# Bacterial Cell Wall Composition and the Influence of Antibiotics

> **NIH NIH R01** · STANFORD UNIVERSITY · 2022 · $331,888

## Abstract

PROJECT SUMMARY
The emergence of resistance to almost every antibiotic underscores the urgent need to introduce new
therapeutics and to understand antibiotic modes of action to help guide the development of new antimicrobials
effective against drug-resistant organisms. S. aureus together with Enterobacter species, Klebsiella
pneumoniae, Acinetobacter baumannii, Pseudomonas aeruginosa, and Enterococcus faecium, are categorized
as the ESKAPE pathogens and are predominant causes of hospital-acquired infection worldwide. Among
these, methicillin-resistant Staphylococcus aureus is the leading cause of mortality from antibiotic-resistant
infections in the United States.

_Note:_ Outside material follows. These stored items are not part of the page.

PR #162, opened 2022-11-08
YALB-112: overrides text with image paragraph fields

codeb-a:
### Description of work
- Updates Text with Image paragraph fields and overrides them.

### Functional testing steps:
- [x] navigate to site
- [ ] Go to content/add content/page, fill out title and click add content. Add text with image component.
- [ ] Go to styles and verify that the "focus" dropdown has the options "Equal Focused", "Image Focused", and "Content Focused".

### DIFF
--- a/web/profiles/custom/yalesites_profile/config/sync/ys_themes.component_overrides.yml
+++ b/web/profiles/custom/yalesites_profile/config/sync/ys_themes.component_overrides.yml
@@ -41,9 +41,9 @@ text_with_image:
     default: feature
   field_style_variation:
     values:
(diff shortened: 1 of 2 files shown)


marcb4k (commented):
Reviewing this, and I see three options that have different values for the inputs, but the text is all the same "Focused". Shouldn't these labels be different?

codeb-a:
@marcb4k The values have been updated. So it should now read as "Equal Focused", "Image Focused", and "Content Focused".

marcb4k (approved):
Works great! Approved!

PR #166, opened 2022-11-10
YALB-770 Search: Forms

marcb4k:
### Description of work
- Replaces the Drupal search form in header and on search page with custom form so searched term will not stay in field after search
- Adds teaser text to search results
- Adds emphasis to the search term in the title of the search results page (This can be edited in the view to add a class for later styling if we need)

### Functional testing steps:
- [x] This requires the atomic branch ```YALB-770-search-refinement``` so when testing locally, run ```local:review-with-atomic-branch``` and use ```YALB-770-search-refinement``` when it asks for the branch name.
- [x] Import config ```drush cim```
- [x] Visit the site and verify that there is a search form in the header
- [x] Type in a search term (ex: long, news, top)
- [x] On the search results page, verify that the title has the search term emphasized
- [x] Verify that there is no search term in either of the search forms prefilled - header or the one on the search page
- [x] Edit one of the nodes that showed up on the search results page and add some teaser text and save
- [x] Review the search results page again and verify that there is teaser text below the "in context" search result.
- [x] Verify that the search results summary is "pluralized" in that if there is only one result, it shows "1 search result" vs multiple search results it will show "X search results"


ModulesUnraveled:
I'm unable to import config. The error doesn't seem related to this PR, but I can't test your changes because of it:

> The import failed due to the following reasons:
  Unexpected error during import with operation rename for paragraphs.paragraphs_type.pop_out_image::paragraphs.paragraphs_type.wrapped_image: The machine name of the &#039;Paragraphs type&#039; bundle cannot be changed.
  Unexpected error during import with operation rename for field.field.paragraph.pop_out_image.field_image::field.field.paragraph.wrapped_image.field_image: Cannot change an existing field&#039;s bundle.
  Unexpected error during import with operation rename for field.field.paragraph.pop_out_image.field_text::field.field.paragraph.wrapped_image.field_text: Cannot change an existing field&#039;s bundle.
  Unexpected error during import with operation rename for field.field.paragraph.pop_out_image.field_caption::field.field.paragraph.wrapped_image.field_caption: Cannot change an existing field&#039;s bundle.

web/profiles/custom/yalesites_profile/modules/custom/ys_core/src/SearchBreadcrumbTwigExtension.php
```diff
@@ -0,0 +1,67 @@
...
+
+        // // Process all breadcrumbs.
+        // foreach ($breadcrumbs['#links'] as $breadcrumb) {
+        //   array_push($links, [
+        //     'title' => $breadcrumb->getText(),
+        //     'url' => $breadcrumb->getUrl()->toString(),
+        //     'is_active' => empty($breadcrumb->getUrl()->toString()),
+        //   ]);
+        // }
+        // return $links;
```
ModulesUnraveled, line 62: If we're not using this, it should be deleted.

ModulesUnraveled (changes requested):
This functionally worked for me. There are a handful of change requests in the related Atomic PR though.

web/profiles/custom/yalesites_profile/modules/custom/ys_core/src/SearchBreadcrumbTwigExtension.php
marcb4k: We can remove, but this file is currently a work in progress to get the breadcrumbs for search results. Jim said if there wasn't anything breaking, to leave the work in place and I've added a @todo to it and a ticket in Jira to return to this work at some point.

marcb4k: It was causing more issues in linting, so I removed this altogether.

PR #53, opened 2020-09-09
Add some context to error message from dettl

r-ash:
See an example in the issue for the kind of error Katy has seen. This just adds some context to the error without losing the trace.


weshinsley (approved):
Looks fine to me. We should work out why teamcity is failing...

Moreover, the propensity of these pathogens to form biofilms and persister cells
is linked to recurrent and chronic infections leading to pneumonia, endocarditis, bacteremia, and sepsis.
Biofilms consist of slow-growing bacterial cells surrounded by a protective extracellular matrix, while persister
cells are dormant, highly antibiotic-tolerant bacteria that can persist in the host. Worldwide, tuberculosis is the
second most common cause of death, following deaths from HIV/AIDS, and is caused by Mycobacterium
tuberculosis. In the U.S., respiratory infections from non-tuberculosis mycobacteria (NTM) are increasing,
notably prevalent among CF patients and individuals suffering from chronic lung disease. The treatment for
NTM is complex, similar to that for TB, and requires prolonged combination drug therapy as monotherapy is
highly associated with drug resistance. We have initiated an antibiotic discovery and mode-of-action activity
program directed at the development of new therapeutics for these serious infectious diseases. In this
proposed project, we leverage our recent success in designing a new vancomycin derivative, a vancomycin-D-
octaarginine (V-r8) conjugate, that eradicates Gram-positive biofilm and persister cells and reduces
pathogenesis in vivo. We propose to uncover new discoveries regarding V-r8’s unique mode of action, as
compared to major high-value therapeutics that are now the drugs of last resort, e.g. oritavancin, towards its
development and clinical potential and to inspire the generation of new antibacterial agents. The research
design integrates interdisciplinary chemical and biochemical expertise and perspectives; mechanistic
biochemistry; and integration of solid-state NMR approaches to measure compositional changes in whole cells
and to determine distances between V-r8 and possible multiple binding sites. Furthermore, we will launch a
new experimental solid-state NMR platform to enable us to evaluate drug modes of action in mycobacteria.
This platform will be broadly applicable to investigations of complex mycobacterial cell walls and will be
specifically directed here to interrogate the activity of CPZEN-45, an exciting therapeutic candidate for the
treatment of both Mycobacterium tuberculosis and NTM.

## Key facts

- **NIH application ID:** 10401466
- **Project number:** 5R01GM117278-07
- **Recipient organization:** STANFORD UNIVERSITY
- **Principal Investigator:** Lynette S Cegelski
- **Activity code:** R01 (R01, R21, SBIR, etc.)
- **Funding institute:** NIH
- **Fiscal year:** 2022
- **Award amount:** $331,888
- **Award type:** 5
- **Project period:** 2016-09-01 → 2024-05-31

## Primary source

NIH RePORTER: https://reporter.nih.gov/project-details/10401466

## Citation

> US National Institutes of Health, RePORTER application 10401466, Bacterial Cell Wall Composition and the Influence of Antibiotics (5R01GM117278-07). Retrieved via AI Analytics 2026-05-23 from https://api.ai-analytics.org/grant/nih/10401466. Licensed CC0.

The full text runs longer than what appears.